Saturday, May 28, 2016

Weeknight Cooking: California Salad













With more limited time to cook these days and an upcoming trip to San Francisco on the horizon, the mind has a tendency to wander sometimes quickly over the pictures of recipes to prepare and turns them Californian.  To midwesterner, California cuisine is nearly as otherworldly to the imagination as considering French.  Like Mediterranean, Californian has evolved from regional roots; as the French style gathers in its rustic towns agriculture from the likes of the Pyrenees, and cheese from its lowland pastures, San Francisco seeks out its local sustenance from the native agriculture up the bay at Point Reyes, and counts on those cows to produce world class dairy.  The parallels continue on, seafood from a cool shore, sunshine from a generous sun, and as many invested chefs as there are restaurants.  We would like to visit Tyler Florences Wayfare Tavern and see how his powerful style


translates from cookbook genius to the real thing.  We could see a salad like the Smoky Sea Scallops with Avocado-corn Salsa showing up on the menu – a recipe I just tried last night for preparation – a great admixture of things that could become Californian with a few adjustments.  The picture in the cookbook shows blackened scallop, avocado, corn and tomato.  The combination looks good, so why not take inspiration from the components and put the salad together in a way that might be successful?  Although my preparation was simplified, if I were to Californianize I would take fresh shrimp, rub them with a Mediterranean concoction of spices, sprinkle with lime juice, and stick them


over a running flame on a beach fire as the seagulls squawked in jealousy above.  I take several handpicked cobs of corn from  the Point Reyes Pierce Farm, open the shucks, lace them Cowgirl Creamery Mt.

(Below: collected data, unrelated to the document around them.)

PR #4308, opened 2020-05-21
Validating JSON object instead of JSON content

bastosmichael:
## Description of change
One of our consumers sent us an array of json objects instead of just an actual json object which we never validated against so this PR fixes that and ensures we fail invalid non json objects for metadat in the future.

## Original issue(s)
https://vajira.max.gov/browse/API-946

### DIFF
--- a/modules/vba_documents/app/workers/vba_documents/upload_processor.rb
+++ b/modules/vba_documents/app/workers/vba_documents/upload_processor.rb
@@ -107,9 +107,9 @@ module VBADocuments
         raise VBADocuments::UploadError.new(code: 'DOC102',
                                             detail: 'Non-numeric or invalid-length fileNumber')
       end
-    rescue JSON::ParserError
+    rescue JSON::ParserError, NoMethodError
       raise VBADocuments::UploadError.new(code: 'DOC102',
-                                          detail: 'Invalid JSON content')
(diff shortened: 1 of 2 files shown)


modules/vba_documents/app/workers/vba_documents/upload_processor.rb
```diff
@@ -107,9 +107,9 @@ def validate_metadata(metadata_input)
         raise VBADocuments::UploadError.new(code: 'DOC102',
                                             detail: 'Non-numeric or invalid-length fileNumber')
       end
-    rescue JSON::ParserError
+    rescue JSON::ParserError, NoMethodError
```
edmangimelli, line 110: is the `NoMethodError` to catch if `metadata` isn't a hash?
if that's the case, what do you think about just testing for that after the parse?
`.is_a? Hash`
or even test that is reponds to `:keys` or `:[]`

edmangimelli: I guess my thought is that I wouldn't want catching NoMethodError to obscure some other problem (but I'm still just guessing at the intention)

bastosmichael: ya I like that approach much better, let me refactor some things one sec.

Tam, same spices, maybe a touch of paprika, and let them blacken over the same fire


then cut down their sides leaving the kernel dice hot over the plate.  Now the sand plovers are squawking in unison as they comb the beach and the tide is slowly rising up over the lip of the berm of the sand.  Avocado, hand picked from Morro Bay Avocados, diced and also slightly dripped with lime juice, spread out over the plate for texture and substance.  Many other ingredients could be added over the top at this point, to further Californiafy, (garlic, some heat with peppers, cilantro) but I would choose a homemade batch of buttermilk dressing from the Point Reyes Creamery, made of crumbled


blue cheese, sea salt, pepper, chives, sour cream, buttermilk from the local herd, a pinch of vinegar.  By the now the Pelicans have smelled the aroma and are circling with very wide beaks above awaiting our departure so that they may find their own leftover California ingredients.  It would be time at this point to douse the fire, pack the beach picnic and gently lay the utensils down into the floor of the rowboat and oar off around the still calm spit into the mouth of the Estero and glide on into Nick's Cove where time has stopped at 1930.